How and or why did I choose Ryusei Karate over all the other styles? Let me first say that when I started Karate in 1981 I did not know anything about different styles all I knew was Karate taught you how to punch, kick and block. The style I started with was called Chito-Ryu; however it was the “Tsuoroka-Sensei” version. I enjoyed Karate and it allowed me to do things that I otherwise thought was impossible. My Sensei in Owen Sound hurt himself and for a short period of time I studied Wado-Ryu, but found it did not stimulate me as Chito-Ryu did.
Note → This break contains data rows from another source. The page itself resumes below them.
PR #6061, opened 2024-01-24
https://issues.redhat.com/browse/ACM-8962

dockerymick:
https://issues.redhat.com/browse/ACM-8962

### DIFF
--- a/governance/cert_policy_ctrl.adoc
+++ b/governance/cert_policy_ctrl.adoc
@@ -133,7 +133,7 @@ When your certificate policy controller is created on your hub cluster, a replic
 
 - Learn how to manage a certificate policy, see xref:../governance/create_policy.adoc#managing-security-policies[Managing security policies] for more details. 
 
-- Refer to xref:../governance/policy_controllers.adoc#policy-controllers[Policy controllers] for more topics.
+- Refer to xref:../governance/policy_controllers_intro.adoc#policy-controllers[Policy controllers introduction] for more topics.
 
-- Return to the xref:../governance/ert_intro.adoc#cert-intro[Certificates introduction].
+- Return to the xref:../governance/cert_intro.adoc#cert-intro[Certificates introduction].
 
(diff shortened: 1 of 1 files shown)


governance/cert_policy_ctrl.adoc
```diff
@@ -21,6 +21,8 @@ The certificate policy controller is created on your managed cluster. The contro
 
 Certificate policy controller does not support the `enforce` feature.
 
+*Note:* The certificate policy controller expects to find a certificate in a secret in only the `tls.crt` key. If a secret is stored under a different key, add a label named `certificate_key_name` with a value set to the key to let the certificate policy controller know to look in a different key. For example, if a secret contains a certificate stored in the key named `sensor-cert.pem`, add the following label to the secret: `certificate_key_name: sensor-cert.pem`.
```
jc-berger: Is "expects to find" the most accurate verb choice? 

If the certificate policy controller _automatically_ looks for a certificate in a secret in the `tls.crt` then I think we could be more direct in our word choice. Something like:

The certificate policy controller automatically looks for a certificate in a secret in only the `tls.crt` key.

jc-berger (approved):
/lgtm

governance/cert_policy_ctrl.adoc
gparvin: Thanks, I agree with the update recommended  here.

gparvin:
This looks good once the suggestion provided is handled.  Thanks @dockerymick

governance/cert_policy_ctrl.adoc
dockerymick: Update after peer review
```suggestion
*Note:* The certificate policy controller automatically looks for a certificate in a secret in only the `tls.crt` key. If a secret is stored under a different key, add a label named `certificate_key_name` with a value set to the key to let the certificate policy controller know to look in a different key. For example, if a secret contains a certificate stored in the key named `sensor-cert.pem`, add the following label to the secret: `certificate_key_name: sensor-cert.pem`. 
```

dockerymick:
Thanks for the reviews, feedback, and approvals! Merging

PR #6082, opened 2024-01-31
https://issues.redhat.com/browse/ACM-9161 Expand globalnet docs

oafischer:
Also for 2.9 and 2.8.

### DIFF
--- a/networking/submariner/install_subctl.adoc
+++ b/networking/submariner/install_subctl.adoc
@@ -1,7 +1,7 @@
 [#installing-subctl-command-utility]
 = Installing the subctl command utility
 
-The `subctl` utility ships in a container image. Complete the following steps to install the `subctl` utility locally:
+The `subctl` utility ships in a container image. To install the `subctl` utility locally, complete the following steps:
 
 . Log in to the registry by running the following command and entering your credentials when prompted:
 +
--- a/networking/submariner/install_subctl.adoc
+++ b/networking/submariner/install_subctl.adoc
@@ -1,7 +1,7 @@
 [#installing-subctl-command-utility]
 = Installing the subctl command utility
 
-The `subctl` utility is shipped in a container image. Complete the following steps to install the `subctl` utility locally:
+The `subctl` utility ships in a container image. Complete the following steps to install the `subctl` utility locally:
 
 . Log in to the registry by running the following command and entering your credentials when prompted:
 +
@@ -26,6 +26,11 @@ tar -C /tmp/ -xf /tmp/subctl-v0.16*-linux-amd64.tar.xz
 ----
 install -m744 /tmp/subctl-v0.16*/subctl-v0.16*-linux-amd64 /$HOME/.local/bin/subctl
 ----
+
+*Notes:*
+
+- Make sure that the `subctl` and Submariner versions match.
+- For disconnected environments only, make sure to mirror the `submariner-nettest` image.
 
 [#using-subctl-commands]
 == Using the subctl commands
--- a/networking/submariner/subm_configure.adoc
+++ b/networking/submariner/subm_configure.adoc
@@ -102,7 +102,7 @@ spec:
 oc apply -f submariner-broker.yaml
 ----
 
-[#submariner-globalnet-enable]
+[#subm-globalnet-numperip]
 === Configuring the number of global IPs
 
 You can assign a configurable number of global IPs by changing the value of the `numberOfIPs` field in the `ClusterGlobalEgressIP` resource. The default value is 8. See the following example:
--- a/networking/submariner/subm_configure.adoc
+++ b/networking/submariner/subm_configure.adoc
@@ -1,7 +1,11 @@
 [#configuring-submariner]
 = Configuring Submariner
 
-{product-title} provides Submariner as an add-on for your hub cluster. You can find more information about Submariner in the link:https://submariner.io/[Submariner open source project documentation].
+{product-title} provides Submariner as an add-on for your hub cluster. Read the following topics to learn how to configure Submariner:
+
+- <<submariner-prereqs,Prerequisites>>
+- <<submariner-ports,Submariner ports table>>
+- <<submariner-globalnet,Globalnet>>
 
 [#submariner-prereqs]
 == Prerequisites
@@ -9,7 +13,7 @@
 Ensure that you have the following prerequisites before using Submariner:
 
 * A credential to access the hub cluster with `cluster-admin` permissions.
-* IP connectivity must be configured between the gateway nodes. When connecting two clusters, at least one of the clusters must be accessible to the gateway node using its public or private IP address designated to the gateway node. See link:https://submariner.io/operations/nat-traversal[Submariner NAT Traversal] for more information.
+* IP connectivity must be configured between the gateway nodes. When connecting two clusters, at least one of the clusters must be accessible to the gateway node by using its public or private IP address designated to the gateway node. _Submariner NAT Traversal_ for more information.
 * If you are using OVN Kubernetes, clusters must be at {ocp} version 4.12 or later. 
 * If your {ocp} clusters use OpenShift SDN CNI, the firewall configuration across all nodes in each of the managed clusters must allow 4800/UDP in both directions.
 * The firewall configuration must allow 4500/UDP and 4490/UDP on the gateway nodes for establishing tunnels between the managed clusters.
@@ -26,7 +30,7 @@ Ensure that you have the following prerequisites before using Submariner:
 [#submariner-ports]
 == Submariner ports table
 
-View the following table to see which Submariner ports you need to enable:
+View the following table to see the Submariner ports that you must enable:
 
 |===
 | Name | Default value | Customizable | Optional or required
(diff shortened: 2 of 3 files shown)


networking/submariner/subm_configure.adoc
```diff
@@ -77,22 +86,41 @@ oc get ManagedClusterSet <cluster-set-name> -o jsonpath="{.metadata.annotations[
...
 oc apply -f submariner-broker.yaml
-----  
+----
+
+[#subm-globalnet-numperip]
+=== Configuring the number of global IPs
+
+You can assign a configurable number of global IPs by changing the value of the `numberOfIPs` field in the `ClusterGlobalEgressIP` resource. The default value is 8. See the following example:
+
+[source,yaml]
```
yboaron, line 110: Not 100% sure about this, 
@sridhargaddam  WDYT?

networking/submariner/subm_configure.adoc
```diff
@@ -77,22 +86,41 @@ oc get ManagedClusterSet <cluster-set-name> -o jsonpath="{.metadata.annotations[
...
 kind: Broker
 metadata:
-  name: submariner-broker
-  namespace: <broker-namespace>
+  name: submariner-broker <1>
+  namespace: broker-namespace <2>
 spec:
-  globalnetEnabled: <true-or-false>
+  globalnetEnabled: true-or-false <3>
 ----
```
yboaron, line 93: Maybe we can add here details about how to change the default GlobalNet CIDR,
Submariner uses "242.0.0.0/8" as default GlobalNet CIDR, to change this value , 'globalnetCIDRRange' field should be set (in submariner-broker spec), the CIDR should be /8.

cc @sridhargaddam

oafischer: That's a good idea, we can remove the other section that we are not sure about if we do this.

networking/submariner/subm_configure.adoc
```diff
@@ -47,22 +51,27 @@ View the following table to see which Submariner ports you need to enable:
...
 
-See the link:https://submariner.io/getting-started/#prerequisites[Submariner upstream prerequisites documentation] for more detailed information about the prerequisites.
-
 [#submariner-globalnet]
 == Globalnet
 
-Globalnet is a feature included with the Submariner add-on that supports connectivity between clusters with overlapping CIDRs. Globalnet is a cluster set wide configuration, and can be selected when the first managed cluster is added to the cluster set. When Globalnet is enabled, each managed cluster is allocated a global CIDR from the virtual Global Private Network. The global CIDR is used for supporting inter-cluster communication.
+Globalnet is a Submariner add-on feature that allows you to connect clusters with overlapping Classless Inter-Domain Routings (CIDRs), without changing the CIDRs on existing clusters. Globalnet is a cluster set-wide configuration that you can select when you add the first managed cluster to a cluster set.
+
+If you enable Globalnet, the virtual Global Private Network assigns a subnet to each managed cluster that you can configure during deployment.
```
sridhargaddam: How about the following?

```suggestion
If you enable Globalnet, every managed cluster receives a global CIDR from the virtual Global Private Network, which is used to facilitate inter-cluster communication.
```

networking/submariner/subm_configure.adoc
```diff
@@ -47,22 +51,27 @@ View the following table to see which Submariner ports you need to enable:
 | Required
 |===
 
-See the link:https://submariner.io/getting-started/#prerequisites[Submariner upstream prerequisites documentation] for more detailed information about the prerequisites.
-
 [#submariner-globalnet]
 == Globalnet
 
-Globalnet is a feature included with the Submariner add-on that supports connectivity between clusters with overlapping CIDRs. Globalnet is a cluster set wide configuration, and can be selected when the first managed cluster is added to the cluster set. When Globalnet is enabled, each managed cluster is allocated a global CIDR from the virtual Global Private Network. The global CIDR is used for supporting inter-cluster communication.
+Globalnet is a Submariner add-on feature that allows you to connect clusters with overlapping Classless Inter-Domain Routings (CIDRs), without changing the CIDRs on existing clusters. Globalnet is a cluster set-wide configuration that you can select when you add the first managed cluster to a cluster set.
```
sridhargaddam, line 57: Should "cluster set" be a single word - i.e., "clusterSet"?

networking/submariner/subm_configure.adoc
```diff
@@ -47,22 +51,27 @@ View the following table to see which Submariner ports you need to enable:
...
+
+If you enable Globalnet, the virtual Global Private Network assigns a subnet to each managed cluster that you can configure during deployment.
 
 *Important:* You must enable Globalnet when clusters in a cluster set might have overlapping CIDRs.
 
-After Submariner add-ons are installed on any clusters in the set, you cannot change the Globalnet setting. When using the console, the `ClusterAdmin` can enable Globalnet for a cluster set by selecting the option *Enable Globalnet* when enabling the Submariner add-on for clusters in the cluster set. After enabling Globalnet you cannot disable it, unless you remove Submariner.
+After you install Submariner add-ons on any clusters in the set, you cannot change the Globalnet setting. When using the console, the `ClusterAdmin` can enable Globalnet for a cluster set by selecting the option *Enable Globalnet* when enabling the Submariner add-on for clusters in the cluster set. After enabling Globalnet, you cannot disable it, unless you remove Submariner.
```
sridhargaddam: I think we now support modifying the state of `Globalnet` when the clusterSet is empty. So users need not remove Submariner to change the status of Globalnet, they just have to remove all the managed clusters from the clusterSet. @tpantelis @vthapar to confirm.

networking/submariner/subm_configure.adoc
oafischer: In this case we are just referring to a "set of clusters" in general, but we can also refer to `clusterSet`, I'm OK with either.

networking/submariner/subm_configure.adoc
sridhargaddam: Normally, the default GlobalnetCIDR should be fine for majority of the users. We also have many other params which we can include if required, but it would be too verbose and can even lead to confusion. IMO the purpose of this section is to document the minimum steps on how to enable Globanet manually.

> the CIDR should be /8.

JFYI, the CIDR need not be /8

networking/submariner/subm_configure.adoc
sridhargaddam: Its correct. Please see - https://github.com/submariner-io/submariner/blob/384d06730181423df4ef503f69dd39f062b44350/pkg/globalnet/controllers/types.go#L77

networking/submariner/subm_configure.adoc
tpantelis: I think in end-user docs it should be "cluster set". "clusterSet" isn't a word.

networking/submariner/subm_configure.adoc
tpantelis: That sounds correct.

networking/submariner/subm_configure.adoc
oafischer: I agree that we want to keep it simple. Since the new topic that we weren't sure about is correct, and it discusses how to change the CIDR, I think we can leave this section as it is.

networking/submariner/subm_configure.adoc
oafischer: Updated, thanks!

oafischer:
Thanks for the reviews @sridhargaddam @tpantelis @yboaron! I made some of the suggested changes. Feel free to take a look at it one last time.

networking/submariner/install_subctl.adoc
```diff
@@ -27,6 +27,11 @@ tar -C /tmp/ -xf /tmp/subctl-v0.16*-linux-amd64.tar.xz
 install -m744 /tmp/subctl-v0.16*/subctl-v0.16*-linux-amd64 /$HOME/.local/bin/subctl
 ----
 
+*Notes:*
```
jc-berger, line 30: Notes or prereq? 

Notes are important info the user should know to make the steps easier and to improve the user experience. 

required action or steps the user must take should be documented as a prereq or as steps part of the procedure/task

networking/submariner/install_subctl.adoc
```diff
@@ -1,7 +1,7 @@
 [#installing-subctl-command-utility]
 = Installing the subctl command utility
 
-The `subctl` utility is shipped in a container image. Complete the following steps to install the `subctl` utility locally:
+The `subctl` utility ships in a container image. Complete the following steps to install the `subctl` utility locally:
```
jc-berger: IBM SG says to lead with reason, then action. 

So: 

To install the `subctl` utility locally, complete the following steps:

FWIW, I think that re-writes a bit better and most straightforward for "why" the using is completing these steps we're giving them.

networking/submariner/subm_configure.adoc
```diff
@@ -1,15 +1,19 @@
 [#configuring-submariner]
 = Configuring Submariner
 
-{product-title} provides Submariner as an add-on for your hub cluster. You can find more information about Submariner in the link:https://submariner.io/[Submariner open source project documentation].
+{product-title} provides Submariner as an add-on for your hub cluster. Read the following topics to learn how to configure Submariner:
```
jc-berger: Some as before. I think the "why am I doing this?" is clearer if we start with reason.

To learnhow to configure Submariner, read the following topics:

networking/submariner/subm_configure.adoc
```diff
@@ -1,15 +1,19 @@
...
+- <<submariner-globalnet,Globalnet>>
 
 [#submariner-prereqs]
 == Prerequisites
 
 Ensure that you have the following prerequisites before using Submariner:
 
 * A credential to access the hub cluster with `cluster-admin` permissions.
-* IP connectivity must be configured between the gateway nodes. When connecting two clusters, at least one of the clusters must be accessible to the gateway node using its public or private IP address designated to the gateway node. See link:https://submariner.io/operations/nat-traversal[Submariner NAT Traversal] for more information.
+* IP connectivity must be configured between the gateway nodes. When connecting two clusters, at least one of the clusters must be accessible to the gateway node by using its public or private IP address designated to the gateway node. _Submariner NAT Traversal_ for more information.
```
jc-berger: At the end, shouldn't we document it as an action for the user to take? 

For more information, see _Submariner NAT Traversal_.

networking/submariner/install_subctl.adoc
oafischer: These are notes.

networking/submariner/subm_configure.adoc
oafischer: Yes I must have deleted the word "see" by accident, good catch! Should be fixed now.

jc-berger (approved):
/lgtm

networking/submariner/subm_configure.adoc
oafischer: Just to be clear, is this also true for 2.9 and 2.8?

PR #6100, opened 2024-02-02
ACM#9464: Add instructions to download  by using the CLI

xenolinux:
Jira: https://issues.redhat.com/browse/ACM-9464

This PR adds the instructions to install the `hcp` binary by using the CLI.

### DIFF
--- a/clusters/hosted_control_planes/install_hcp_cli.adoc
+++ b/clusters/hosted_control_planes/install_hcp_cli.adoc
@@ -32,3 +32,48 @@ hcp create cluster <platform> --help <1>
 ----
 
 <1> The supported platforms are `aws`, `agent`, and `kubevirt`.
+
+[#hosted-install-console]
+== Installing the hosted control plane command line interface by using the CLI
+
+You can install the hosted control plane command line interface, `hcp`, by using the CLI, by completing the following steps:
+
+. Get the URL to download the `hcp` binary by running the following command:
++
+----
+oc get ConsoleCLIDownload hcp-cli-download -o json | jq -r ".spec"
+----
+
+. Download the `hcp` binary by running the following command:
++
+----
+wget <hcp_cli_download_url> <1>
+----
++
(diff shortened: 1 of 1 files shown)


clusters/hosted_control_planes/install_hcp_cli.adoc
```diff
@@ -31,4 +31,49 @@ You can now use the `hcp create cluster` command to create and manage hosted clu
 hcp create cluster <platform> --help <1>
 ----
 
-<1> The supported platforms are `aws`, `agent`, and `kubevirt`.
\ No newline at end of file
+<1> The supported platforms are `aws`, `agent`, and `kubevirt`.
+
+[#hosted-install-console]
```
elsapassaro, line 36: Just a minor comment, wouldn't it be better to switch the anchors of the two section for consistency? 
I.e. use `[#hosted-install-cli]` for this section to download from CLI and  `[#hosted-install-console]` for the previous section (line 1) to download it from console

xenolinux: oops yes makes sense; updated the PR

elsapassaro (approved):
/lgtm

clusters/hosted_control_planes/install_hcp_cli.adoc
```diff
@@ -1,4 +1,4 @@
-[#hosted-install-cli]
+[#hosted-install-console]
```
dockerymick: I'm not sure why the anchor is being changed. It would be inaccurate to change the anchor to console. Also keep in mind that if the anchor is changed here, we have to search for other instances and also update them. The anchor should remain the same
```suggestion
[#hosted-install-cli]
```

dockerymick (changes requested):

clusters/hosted_control_planes/install_hcp_cli.adoc
xenolinux: Addressed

As I progressed through my training, my Owen Sound Sensei hurt himself again and this time I was asked if I would like to take over the teaching duties of the Karate Club. I eventually was led to Toronto by a magazine article that Peter Giffen had written about Chito-Ryu, and O-Sensei’s visit to Canada (not sure of year). I went to Toronto(a 3 hour drive one way) and proceeded to speak to Higashi-Sensei about taking classes, I was a 1st Kyu and was teaching a club in Owen Sound, while trying to learn from books. Higashi-Sensei allowed me to train under him and I was placed under probation for one year until I learned the real Chito-Ryu and then I would be able to test for Shodan.
What I discovered was there was more to Karate then I realized. Of course there were the usual punches, kicks, blocks, strikes, kata and kihon to teach the basic’s of the style, which was the same as the other styles. However; unlike many other styles in the area where I lived, Chito-ryu also had bunkai, ukemi, joint locks and throws. I was glad I had found Chito-Ryu.
Shortly after joining Higashi-Sensei I became friends with Peter Giffen a very talented Karateka, he agreed many times to come to my home 3 hours north of Toronto to train me. As my technique grew I started to research more of the Bunkai and how they related to our Kata and of course real life combat. I started to change the stances to hengetsu-dachi from soto, or uchi hachi dachi. I especially found this change important when I became a Police Officer. However when I went to Toronto I was encouraged to stay true to the basics. Higashi Sensei is a very accomplished Sensei and I have a very high respect for him, but I felt something was missing, but I was not sure what.
I continued to train with Peter Giffen and he encouraged me to explore my ideas, which I did. I was fortunate enough to have a student Matt Mannerow that became as interested in these things as I was. I was able to practice a lot using him as a research tool. He eventually became the one student who knows what I am trying to do and where we want to be.
At the turn of the century, I was surprised to hear that Peter Giffen had chosen a different path and was going to join Sakamoto-Sensei. Many reasons reflected this decision and it was not easy for him. So when he invited Sakamoto-Sensei to come to Canada and demonstrate Ryusei, I was interested in what would occur. I could not attend, but Matt went and when he came back he was so excited about what he had seen he got me thinking about changing to Ryusei.
What happened was when I saw what Sakamoto-Sensei was doing. I was amazed that in a different country I was researching similar things albeit at a substantially different skill level. Things such as Bunkai from hengetsu dachi. Bunkai Kumite and how to react without thought. The ideas that at each black belt level one should be increasing in power was appealing. I liked the reality of Ryusei, and the fact that what you learned could save your life, again very important in my profession.
We switched to Ryusei and after about a year our students commented on how our technique had improved so much, they said we were faster, stronger, and seemed to be able to foresee their every move. I knew I had made a good choice, and then when Sakamoto Sensei came in 2003 that confirmed it for me. Very simply put I like that Ryusei challenges me to rise to new heights, and I intend to do so as long as I am able.
In 2007 I travelled with Peter Giffen to Japan where we both challenged our next rank and were successful. While there we had the chance to measure as it were our technique, and it did not come up lacking.
It is now 2013 and my plans continue to expand, I hope to be able to keep practicing for many years to come.